* WHAT YOU ARE ASKED TO DO: Determine how many lines in the entries below include "docker". The reply should be that number and nothing else.

* EXERCISE INPUTS:

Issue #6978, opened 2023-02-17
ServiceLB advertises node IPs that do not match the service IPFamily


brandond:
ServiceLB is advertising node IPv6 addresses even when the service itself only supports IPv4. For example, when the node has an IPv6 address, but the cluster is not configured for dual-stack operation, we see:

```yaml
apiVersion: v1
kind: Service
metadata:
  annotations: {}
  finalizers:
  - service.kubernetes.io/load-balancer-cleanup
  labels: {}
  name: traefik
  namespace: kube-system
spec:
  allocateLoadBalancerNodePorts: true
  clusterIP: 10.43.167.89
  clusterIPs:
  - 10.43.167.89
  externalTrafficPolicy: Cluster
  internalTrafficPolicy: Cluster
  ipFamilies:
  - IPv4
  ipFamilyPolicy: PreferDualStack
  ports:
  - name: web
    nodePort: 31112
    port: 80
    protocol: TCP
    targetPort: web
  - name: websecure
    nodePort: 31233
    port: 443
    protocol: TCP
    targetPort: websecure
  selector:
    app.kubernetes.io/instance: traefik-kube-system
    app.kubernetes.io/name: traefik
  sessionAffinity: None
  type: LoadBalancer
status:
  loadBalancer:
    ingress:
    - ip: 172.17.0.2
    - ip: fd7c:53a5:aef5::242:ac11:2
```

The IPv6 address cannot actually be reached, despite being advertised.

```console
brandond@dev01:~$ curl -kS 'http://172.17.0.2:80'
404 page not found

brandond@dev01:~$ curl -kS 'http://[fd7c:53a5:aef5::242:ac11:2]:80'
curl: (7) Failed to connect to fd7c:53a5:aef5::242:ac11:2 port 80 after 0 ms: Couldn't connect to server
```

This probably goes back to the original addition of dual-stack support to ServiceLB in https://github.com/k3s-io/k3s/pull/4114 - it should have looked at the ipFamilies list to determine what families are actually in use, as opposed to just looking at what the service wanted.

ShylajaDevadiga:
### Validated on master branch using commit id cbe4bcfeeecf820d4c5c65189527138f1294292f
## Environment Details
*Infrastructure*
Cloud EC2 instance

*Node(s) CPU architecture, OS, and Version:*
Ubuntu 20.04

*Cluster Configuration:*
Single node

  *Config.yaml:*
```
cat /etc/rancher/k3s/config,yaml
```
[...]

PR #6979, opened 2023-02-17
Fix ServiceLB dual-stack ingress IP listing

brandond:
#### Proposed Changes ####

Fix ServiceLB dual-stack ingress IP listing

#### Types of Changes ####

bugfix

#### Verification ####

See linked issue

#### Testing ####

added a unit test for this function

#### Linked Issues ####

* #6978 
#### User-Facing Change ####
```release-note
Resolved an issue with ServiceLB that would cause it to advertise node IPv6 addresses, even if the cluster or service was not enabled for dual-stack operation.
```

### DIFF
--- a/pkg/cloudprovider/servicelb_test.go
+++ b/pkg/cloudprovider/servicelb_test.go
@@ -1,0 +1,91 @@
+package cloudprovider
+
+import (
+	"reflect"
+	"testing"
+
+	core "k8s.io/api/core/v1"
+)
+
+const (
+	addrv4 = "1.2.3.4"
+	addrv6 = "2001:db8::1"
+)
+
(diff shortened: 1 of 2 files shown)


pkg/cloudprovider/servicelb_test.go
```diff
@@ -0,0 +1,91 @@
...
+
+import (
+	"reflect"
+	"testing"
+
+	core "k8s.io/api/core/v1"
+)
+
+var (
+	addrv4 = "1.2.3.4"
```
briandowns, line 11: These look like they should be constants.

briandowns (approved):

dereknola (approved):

...

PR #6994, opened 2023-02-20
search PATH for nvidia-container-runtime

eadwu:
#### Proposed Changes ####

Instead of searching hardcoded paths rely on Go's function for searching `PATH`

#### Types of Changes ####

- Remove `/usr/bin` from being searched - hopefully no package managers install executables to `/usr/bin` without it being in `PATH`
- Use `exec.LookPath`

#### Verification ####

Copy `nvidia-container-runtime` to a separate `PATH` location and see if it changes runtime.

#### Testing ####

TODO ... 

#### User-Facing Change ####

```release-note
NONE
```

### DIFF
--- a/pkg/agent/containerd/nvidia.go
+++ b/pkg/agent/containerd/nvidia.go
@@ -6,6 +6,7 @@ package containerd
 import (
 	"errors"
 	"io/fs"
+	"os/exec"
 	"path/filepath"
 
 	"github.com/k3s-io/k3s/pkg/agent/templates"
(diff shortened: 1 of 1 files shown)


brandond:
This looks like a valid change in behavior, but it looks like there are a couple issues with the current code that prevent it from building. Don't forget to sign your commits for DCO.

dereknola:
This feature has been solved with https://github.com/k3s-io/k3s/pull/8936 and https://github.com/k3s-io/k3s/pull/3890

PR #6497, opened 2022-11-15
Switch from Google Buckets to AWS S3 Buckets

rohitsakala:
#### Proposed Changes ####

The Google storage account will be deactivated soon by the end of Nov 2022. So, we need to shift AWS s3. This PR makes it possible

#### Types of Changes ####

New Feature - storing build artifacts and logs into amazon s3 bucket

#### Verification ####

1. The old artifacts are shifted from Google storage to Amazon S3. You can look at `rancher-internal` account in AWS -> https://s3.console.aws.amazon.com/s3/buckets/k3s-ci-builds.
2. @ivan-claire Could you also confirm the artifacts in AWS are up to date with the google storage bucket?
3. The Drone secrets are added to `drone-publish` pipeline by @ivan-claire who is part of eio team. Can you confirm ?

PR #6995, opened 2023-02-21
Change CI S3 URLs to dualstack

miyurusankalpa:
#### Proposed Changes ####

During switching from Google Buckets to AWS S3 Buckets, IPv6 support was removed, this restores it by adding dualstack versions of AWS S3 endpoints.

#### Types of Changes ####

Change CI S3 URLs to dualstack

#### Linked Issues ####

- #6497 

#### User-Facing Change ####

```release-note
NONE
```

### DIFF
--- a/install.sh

==

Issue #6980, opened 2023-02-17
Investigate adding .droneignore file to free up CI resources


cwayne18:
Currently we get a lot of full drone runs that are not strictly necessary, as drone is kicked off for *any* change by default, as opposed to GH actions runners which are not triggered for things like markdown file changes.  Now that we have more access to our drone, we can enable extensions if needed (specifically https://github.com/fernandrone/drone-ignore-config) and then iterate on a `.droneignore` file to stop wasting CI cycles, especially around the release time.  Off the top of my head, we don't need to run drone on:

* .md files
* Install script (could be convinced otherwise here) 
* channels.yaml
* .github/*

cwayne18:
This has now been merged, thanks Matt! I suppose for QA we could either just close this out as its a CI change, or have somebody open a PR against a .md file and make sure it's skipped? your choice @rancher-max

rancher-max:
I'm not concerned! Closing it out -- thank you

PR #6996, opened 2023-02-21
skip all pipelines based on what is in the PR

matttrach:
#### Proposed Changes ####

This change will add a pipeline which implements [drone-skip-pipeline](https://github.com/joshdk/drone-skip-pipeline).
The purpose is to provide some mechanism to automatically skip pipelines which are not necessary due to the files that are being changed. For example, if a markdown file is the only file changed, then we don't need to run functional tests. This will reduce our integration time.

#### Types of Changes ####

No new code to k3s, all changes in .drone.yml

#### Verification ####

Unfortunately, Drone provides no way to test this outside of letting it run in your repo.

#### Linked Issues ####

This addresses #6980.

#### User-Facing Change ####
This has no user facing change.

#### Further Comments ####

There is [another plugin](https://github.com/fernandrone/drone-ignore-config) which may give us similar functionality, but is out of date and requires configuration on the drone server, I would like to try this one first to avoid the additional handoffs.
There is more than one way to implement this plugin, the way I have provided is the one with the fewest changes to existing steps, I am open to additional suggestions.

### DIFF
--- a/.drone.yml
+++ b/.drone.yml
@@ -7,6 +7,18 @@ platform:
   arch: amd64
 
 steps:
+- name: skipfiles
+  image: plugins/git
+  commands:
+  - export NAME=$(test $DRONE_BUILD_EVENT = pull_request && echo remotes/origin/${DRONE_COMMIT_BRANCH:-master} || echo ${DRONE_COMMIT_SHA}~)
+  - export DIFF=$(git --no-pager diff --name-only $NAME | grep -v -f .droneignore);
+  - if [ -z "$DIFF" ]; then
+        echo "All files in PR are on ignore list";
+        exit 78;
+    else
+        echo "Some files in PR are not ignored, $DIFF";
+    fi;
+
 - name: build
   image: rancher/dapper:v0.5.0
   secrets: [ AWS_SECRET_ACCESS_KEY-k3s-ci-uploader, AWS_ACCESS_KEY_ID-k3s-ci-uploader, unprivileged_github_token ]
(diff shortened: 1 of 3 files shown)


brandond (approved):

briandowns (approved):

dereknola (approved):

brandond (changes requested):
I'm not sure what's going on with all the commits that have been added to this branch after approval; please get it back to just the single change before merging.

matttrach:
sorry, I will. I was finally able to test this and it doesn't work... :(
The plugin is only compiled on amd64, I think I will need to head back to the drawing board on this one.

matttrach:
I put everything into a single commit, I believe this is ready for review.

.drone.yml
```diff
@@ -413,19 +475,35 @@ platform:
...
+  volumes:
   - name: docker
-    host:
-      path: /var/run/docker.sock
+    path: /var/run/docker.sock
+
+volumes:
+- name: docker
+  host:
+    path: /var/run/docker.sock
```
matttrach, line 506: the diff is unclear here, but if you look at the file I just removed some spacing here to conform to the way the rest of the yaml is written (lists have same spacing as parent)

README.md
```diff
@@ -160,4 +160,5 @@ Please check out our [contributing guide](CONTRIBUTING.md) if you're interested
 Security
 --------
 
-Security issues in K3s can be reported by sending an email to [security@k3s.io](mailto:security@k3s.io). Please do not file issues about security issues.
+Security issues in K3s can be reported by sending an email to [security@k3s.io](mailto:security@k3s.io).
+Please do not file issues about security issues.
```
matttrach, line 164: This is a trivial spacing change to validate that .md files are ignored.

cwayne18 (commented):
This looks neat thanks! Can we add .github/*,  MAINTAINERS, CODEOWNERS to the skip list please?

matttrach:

* RESPONSE TO THE TASK: 5